Dewa United Esports kini berada di ambang sejarah dengan peluang lolos ke babak playoff mencapai 99,97%. Anak Dewa hanya membutuhkan satu kemenangan lagi untuk secara resmi mengamankan tiket menuju Jakarta International Velodrome. Namun, langkah mereka tidak akan mudah karena Alter Ego berdiri sebagai gerbang terakhir yang siap menguji kelayakan mereka di pekan penentuan ini.

Meski sempat difavoritkan setelah performa di M7, Alter Ego harus menerima kenyataan pahit menghadapi bahaya gagal lolos ke playoff akibat inkonsistensi. Dengan catatan 6 kemenangan dramatis yang selalu berakhir 2-1, AE kini bimbang antara menggunakan formula lama M7 atau mempercayai Cyruz yang memegang win rate 100% sebagai senjata rahasia.

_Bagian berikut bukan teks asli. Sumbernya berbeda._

PR #525, opened 2025-04-09
Add SHA512 and SHA3_512 algorithms.

locallycompact:


locallycompact:
We are using these in an off-chain fork of plutus within the hydra-node. Would it be OK to include these in cardano-base?

locallycompact:
I'm not sure why the CI is failing

cardano-crypto-class/src/Cardano/Crypto/Hash/SHA3_512.hs
```diff
@@ -0,0 +1,23 @@
...
+where
+
+import Cardano.Crypto.Hash.Class
+import qualified Data.ByteArray as BA
+import qualified "crypton" Crypto.Hash as H
+
+data SHA3_512
+
+instance HashAlgorithm SHA3_512 where
+  type SizeHash SHA3_512 = 32
```
lehins, line 18: Size is not correct
```suggestion
  type SizeHash SHA3_512 = 64
```

cardano-crypto-class/src/Cardano/Crypto/Hash/SHA512.hs
```diff
@@ -0,0 +1,23 @@
...
+where
+
+import Cardano.Crypto.Hash.Class
+import qualified Data.ByteArray as BA
+import qualified "crypton" Crypto.Hash as H
+
+data SHA512
+
+instance HashAlgorithm SHA512 where
+  type SizeHash SHA512 = 32
```
lehins, line 18: Same here
```suggestion
  type SizeHash SHA512 = 64
```

lehins (changes requested):
Besides issues with sizes, there are a few other things that need to be done before we can merge this:
* Bump up version to `2.2.2.0`
* Add `2.2.2.0` section to the changelog and mention addition of `SHA512` and `SHA3_512` algorithms
* Add tests for those two new additions in here: https://github.com/IntersectMBO/cardano-base/blob/551356522e0c00a82f13b00ce30038cccb138b44/cardano-crypto-tests/src/Test/Crypto/Hash.hs#L38-L39
* Update the lower bound here to `^>= 2.2.2`: https://github.com/IntersectMBO/cardano-base/blob/551356522e0c00a82f13b00ce30038cccb138b44/cardano-crypto-tests/cardano-crypto-tests.cabal#L92 (due to new tests depending on those new algorithms
* Bump up minor version to `2.2.1.0` for `cardano-crypto-tests`
* Change this section of the changelog from `2.2.0.1` to `2.2.1.0` and a changelog entry about addition of the tests for those new algorithms

locallycompact:
@lehins re-review please

cardano-crypto-class/CHANGELOG.md
```diff
@@ -1,5 +1,9 @@
 # Changelog for `cardano-crypto-class`
 
+## 2.2.2.0
+
+* Add `SHA512` and `SHA3_512` algorithms.
+
 ## 2.2.1.1
 
 *
```
lehins, line 9: Sorry, my bad. It should have replaced this section since `2.2.1.1` was never released
```suggestion
```

lehins (approved):
Looks great. Thank you.

locallycompact:
Ready

locallycompact:
Ready

lehins:
Thank you for this addition. Let me know of you need this change on CHaP, otherwise I'll wait until we be preparing next cardano-node release to release these two packages 

> I'm not sure why the CI is failing

Hydra has been broken for a while now. We are waiting until we can drop support for ghc-8.10, at which point we can unbreak hydra.

locallycompact:
Yes we do need it on CHaP please.

PR #528, opened 2025-04-11
Fix praos version

lehins:
# Description

Discovered some more issues from the #519 

This PR bumps up the version, removes unsafe exports and fixes the changelog

# Checklist

- [x] Self-reviewed the diff

### DIFF
--- a/cardano-crypto-praos/src/Cardano/Crypto/VRF/PraosBatchCompat.hs
+++ b/cardano-crypto-praos/src/Cardano/Crypto/VRF/PraosBatchCompat.hs
@@ -40,7 +40,6 @@ module Cardano.Crypto.VRF.PraosBatchCompat (
   Seed,
   genSeed,
   keypairFromSeed,
-  seedFromBytes,
 
   -- * Conversions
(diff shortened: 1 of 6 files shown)


Lucsanszky (approved):
LGTM 👍

cardano-crypto-praos/src/Cardano/Crypto/VRF/PraosBatchCompat.hs
```diff
@@ -256,8 +255,8 @@ copyFromByteString ptr bs lenExpected =
 
 seedFromBytes :: ByteString -> Seed
```
teodanciu, line 256: No `HasCallStack`?  For any reason in particular?  out of curiosity

lehins: Cause there is only one use case in this module ;)
It was previously wrongfully exported, so I actually did add `HasCallStack` :smile: but then once I removed it from exports I removed the `HasCallStack` as well.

Derby Classic ke-39 antara EVOS dan RRQ Hoshi kali ini mengusung narasi bertahan hidup yang memilukan. EVOS perlu keluar dari zona merah, sementara RRQ Hoshi harus berjuang melawan kemustahilan dengan peluang lolos playoff yang tercatat kurang dari 1%. Bisakah Sang Raja menuntaskan misi yang hampir mustahil ini untuk menjaga asa mereka tetap hidup?

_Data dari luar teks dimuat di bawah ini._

PR #534, opened 2025-05-16
Drop GHC support for <9.6.7

### LINKED ISSUE #530: Drop GHC-8.10 support
We had a successful release of cardano-node that uses ghc-9.6.7
It is time to drop ghc-8.10 support

aniketd:
# Description

Closes #530 

# Checklist

- [ ] ~~New tests are added if needed and existing tests are updated~~
- [ ] ~~All visible changes are prepended to the latest section of a `CHANGELOG.md` for the affected packages.
      **_New section is never added with the code changes._** (See [RELEASING.md](https://github.com/intersectmbo/cardano-base/blob/master/RELEASING.md#changelogmd))~~
- [x] Self-reviewed the diff

### DIFF
--- a/flake.nix
+++ b/flake.nix
@@ -3,10 +3,17 @@
 
   inputs = {
     haskellNix.url = "github:input-output-hk/haskell.nix";
+    # allow us to independently update hackageNix
+    haskellNix.inputs.hackage.follows = "hackageNix";
 
     nixpkgs.follows = "haskellNix/nixpkgs-unstable";
     iohkNix.url = "github:input-output-hk/iohk-nix";
     flake-utils.url = "github:hamishmack/flake-utils/hkm/nested-hydraJobs";
+
+    hackageNix = {
+      url = "github:input-output-hk/hackage.nix";
+      flake = false;
+    };
 
     CHaP = {
       url = "github:intersectmbo/cardano-haskell-packages?ref=repo";
--- a/flake.lock
+++ b/flake.lock
@@ -3,11 +3,11 @@
     "CHaP": {
       "flake": false,
       "locked": {
-        "lastModified": 1744135613,
-        "narHash": "sha256-ifKgooWGq45UYjweO0dOBE1rLBvf7tq/Co1Ob/8E8O0=",
+        "lastModified": 1749727790,
+        "narHash": "sha256-yCKoVpny9PSGTcSrCtXq77FuKFlq9Hf81ULVgCvkfmc=",
         "owner": "intersectmbo",
         "repo": "cardano-haskell-packages",
-        "rev": "143757ad1f38ddd9698696bd2e6c8ebb84eb2adf",
+        "rev": "b1b559392d6fc44626cef9d5b7821421cc7adcdc",
         "type": "github"
       },
       "original": {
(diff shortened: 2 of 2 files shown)


cabal.project
```diff
@@ -11,7 +11,7 @@ repository cardano-haskell-packages
 
 -- The hackage index-state
 index-state: 2025-05-14T16:20:57Z
-index-state: cardano-haskell-packages 2025-05-14T07:44:24Z
+index-state: cardano-haskell-packages 2025-04-08T17:22:48Z
```
aniketd, line 14: This change was necessary in order to be able to reuse the flake inputs that do not cause a problem on MacOS.

lehins: You should not be downgrading `index-state`

lehins (changes requested):
@aniketd I recommend you upgrade to latest `haskellNix` and if it gives you issues then reach out to someone on `#dx-pub`

Hacking around it by using an older state only delays the problem.

flake.nix
```diff
@@ -207,7 +201,7 @@
             };
           in
             mkDevShells cabalProject
-            # Additional shells for every GHC version supported by haskell.nix, eg. `nix develop .#ghc8107`
+            # Additional shells for every GHC version supported by haskell.nix, eg. `nix develop .#ghc8122`
```
neilmayhew, line 204:
```suggestion
            # Additional shells for every GHC version supported by haskell.nix, eg. `nix develop .#ghc9122`
```

cabal.project
aniketd: Thanks to @angerman 🙌 he found that removing the dependency on `ghcid` also removes the dependency on `hfsvnt` from `Cocoa` on MacOS. Since we do not use `ghcid` any more, this unblocks us. 👍

.github/workflows/haskell.yml
```diff
@@ -62,22 +62,18 @@ jobs:
     strategy:
       fail-fast: false
       matrix:
-        ghc: ["8.10.7", "9.2.8", "9.6.6", "9.8.2", "9.10.1", "9.12.1"]
+        ghc: ["9.6", "9.8", "9.10", "9.12"]
```
lehins, line 65: We need to pin ghc versions exactly, it is not a good idea to allow CI to change versions from under you at an arbitrary point. We've always done it that way, so why did you decide to change it all of a sudden?
```suggestion
        ghc: ["9.6.7", "9.8.4", "9.10.2", "9.12.2"]
```

.github/workflows/haskell.yml
```diff
@@ -62,22 +62,18 @@ jobs:
...
         os: [ubuntu-latest, macos-13, macos-latest, windows-latest]
```
lehins, line 66: `macos-13` needs to be removed. It was only here for ghc-8.10
```suggestion
        os: [ubuntu-latest, macos-latest, windows-latest]
```

.github/workflows/haskell.yml
```diff
@@ -62,22 +62,18 @@ jobs:
...
-        # GHC versions older than ghc-9.2 are not supported on macos-latest
+        # GHC versions older than ghc-9.6 are not supported on macos-latest
```
lehins, line 67: Why do you think GHC versions older that ghc-9.6 all of a sudden stopped being supported by `macos-latest`?
If you read this comment carefully, you will realize that all of those `exclude`s can be removed, because they were here only because: "GHC versions older than ghc-9.2 are not supported on macos-latest"
So, please remove this whole section,

lehins (changes requested):
Recent changes totally messed up github actions.
Could you please fix them as soon as you get a chance

.github/workflows/haskell.yml
erikd: I actually do not agree.

GHC version `9.12.2` is only supposed to contain bug fixes from `ghc-9.12.1` . I, in the very UNLIKLEY event a but fix version does cause a regression, CI is the perfect place to find out about it.

.github/workflows/haskell.yml
aniketd: This is a grave oversight. We don't need to exclude anything now. :+1:

.github/workflows/haskell.yml
lehins: @erikd I appreciate your opinion, but CI suppose to be reproducible as much as possible.
That is why we use `index-state` and pin other dependencies.

> In the very UNLIKLEY event a bug fix version does cause a regression, CI is the perfect place to find out about it.

In this unlikely scenario we will still catch it, but only after manual update of ghc version on CI, which we usually update often.

I'd rather regressions like this be caught on a PR that updates the ghc version, then on a PR that changes the actual code in one of the packages in the repo.

I understand that every team has their own approach, but in cardano-ledger and in cardano-base this is the approach we take, so I'd appreciate if it was not changed because you are of a different opinion.

PR #543, opened 2025-09-01
Jj/strictmaybe instances

Soupstraw:
# Description

Adds `Read`, `Show1`, `Read1`,  `Eq1` and `Ord1` instances to `StrictMaybe`.

close https://github.com/IntersectMBO/cardano-base/issues/542

# Checklist

- [ ] Self-reviewed the diff


cardano-strict-containers/src/Data/Maybe/Strict.hs
```diff
@@ -138,3 +153,26 @@ instance Alternative StrictMaybe where
   empty = SNothing
   SNothing <|> r = r
   l <|> _ = l
+
+instance Eq1 StrictMaybe where
```
lehins, line 157: Could you please add a changelog for all new instances and bump up the minor version

lehins (approved):
Very nice! Thank you!

cardano-strict-containers/src/Data/Maybe/Strict.hs
Soupstraw: `1.5.0.0` does not seem to be released yet, so I didn't bump the minor version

ONIC Esports melakukan manuver tak terduga dengan menyambut kembali dalang legendaris, Coach Yeb, ke departemen strategis mereka. Kehadiran Yeb menandakan ambisi ONIC yang lebih besar dari sekadar dominasi domestik, kemungkinan besar mengincar target internasional seperti EWC untuk memperpanjang daftar warisan gemilangnya.

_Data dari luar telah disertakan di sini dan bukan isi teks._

Issue #510, opened 2017-02-04
Best practices for FromJSON


andrewthad:
In the haddocks for `Data.Aeson`, the following example is given:

    {-# LANGUAGE OverloadedStrings #-}
    
    instance FromJSON Person where
        parseJSON (Object v) = Person <$>
                               v .: "name" <*>
                               v .: "age"
        -- A non-Object value is of the wrong type, so fail.
        parseJSON _          = empty

However, this is not the best way to write this instance. In my own code, I would write this:

    {-# LANGUAGE OverloadedStrings #-}
    
    instance FromJSON Person where
        parseJSON = withObject "Person" $ \v -> Person
            <$> v .: "name"
            <*> v .: "age"

This gives better error messages when the JSON is malformed and is more concise. I propose changing the docs to use this as the example.

phadej:
I agree. Using `with*` helpers is much nicer.

bergmark:
I agree!

phadej:
@andrewthad could you make a PR?

andrewthad:
PR is up: https://github.com/bos/aeson/pull/511

PR #511, opened 2017-02-07
improve example FromJSON instance

andrewthad:
Resolves https://github.com/bos/aeson/issues/510

### DIFF
--- a/Data/Aeson.hs
+++ b/Data/Aeson.hs
@@ -274,9 +274,9 @@ eitherDecodeStrict' =
 -- > {-# LANGUAGE OverloadedStrings #-}
 -- >
 -- > instance FromJSON Person where
--- >   parseJSON = withObject "Person" $ \v -> Person
--- >     <$> v .: "name"
--- >     <*> v .: "age"
+-- >     parseJSON = withObject "Person" $ \v -> Person
+-- >         <$> v .: "name"
+-- >         <*> v .: "age"
 --
 -- We can now parse the JSON data like so:
 --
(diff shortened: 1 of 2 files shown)


Data/Aeson.hs
```diff
@@ -274,11 +274,9 @@ eitherDecodeStrict' =
 -- > {-# LANGUAGE OverloadedStrings #-}
 -- >
 -- > instance FromJSON Person where
--- >     parseJSON (Object v) = Person <$>
--- >                            v .: "name" <*>
--- >                            v .: "age"
--- >     -- A non-Object value is of the wrong type, so fail.
--- >     parseJSON _          = empty
+-- >   parseJSON = withObject "Person" $ \v -> Person
```
phadej: Most code examples use 4 space indents. It's worth to keep the consistent style.

phadej:
Style issue, otherwise LGTM, thanks!

RyanGlScott:
@andrewthad: There is at least one more comment in `aeson` that needs a similar fix. A quick search reveals [this one](https://github.com/bos/aeson/blob/d8dafaea947f50c890a1b7327a058b4d08359d91/Data/Aeson/Types/FromJSON.hs#L288).

andrewthad:
@RyanGlScott Good catch. I'll get that fixed.

andrewthad:
I ended up needing to leave the existing example since the docs use the existing example as a demonstration of `typeMismatch`. I've provided in the `withObject` approach as an alternative with the mention that it is "to be preferred". Let me know what you think.

bergmark:
LGTM

PR #519, opened 2017-03-17
Disable rewrite rules for tests with flag(fast)

Lysxia:
Lets test "MyText'" pass


bergmark:
Awesome @Lysxia, thanks! This was blocking #513 so now we can finally make a release.

Cheers

PR #520, opened 2017-03-18
Refactor TH derivation and fix #517

### LINKED ISSUE #517: deriveJSON breaks serialized isomorphism for unary types
I haven't dug into the dumped splices yet, but here are the results I'm seeing:

```haskell
data Foo = Foo

$(deriveJSON defaultOptions ''Foo)
```

```haskell
decode (encode Foo) == Just Foo
```
> False

I think the `FromJSON` produced expects an array, while `ToJSON` creates an Object. Sorry about this :)

Lysxia:
#517


bergmark:
Great stuff as usual, thank you!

Setelah 13 musim berkompetisi, Kiboy tetap menunjukkan taringnya sebagai salah satu roamer mekanik terbaik dalam sejarah. Meskipun sempat diterpa rumor cedera, belum ada pemain muda yang mampu mencapai levelnya. Hal ini mempertegas bahwa class is permanent, sebagaimana warisan yang ia bangun selama ini di panggung MPL ID.

Panggung megah Jakarta International Velodrome dengan kapasitas 5.000 penonton telah menanti mereka yang berhasil bertahan. Pertandingan sisa di musim reguler ini akan menjadi saringan terakhir bagi para petarung. Mari kita saksikan, siapakah yang akan menuliskan sejarah baru dan siapa yang harus mengakhiri perjalanannya di musim ke-17 ini!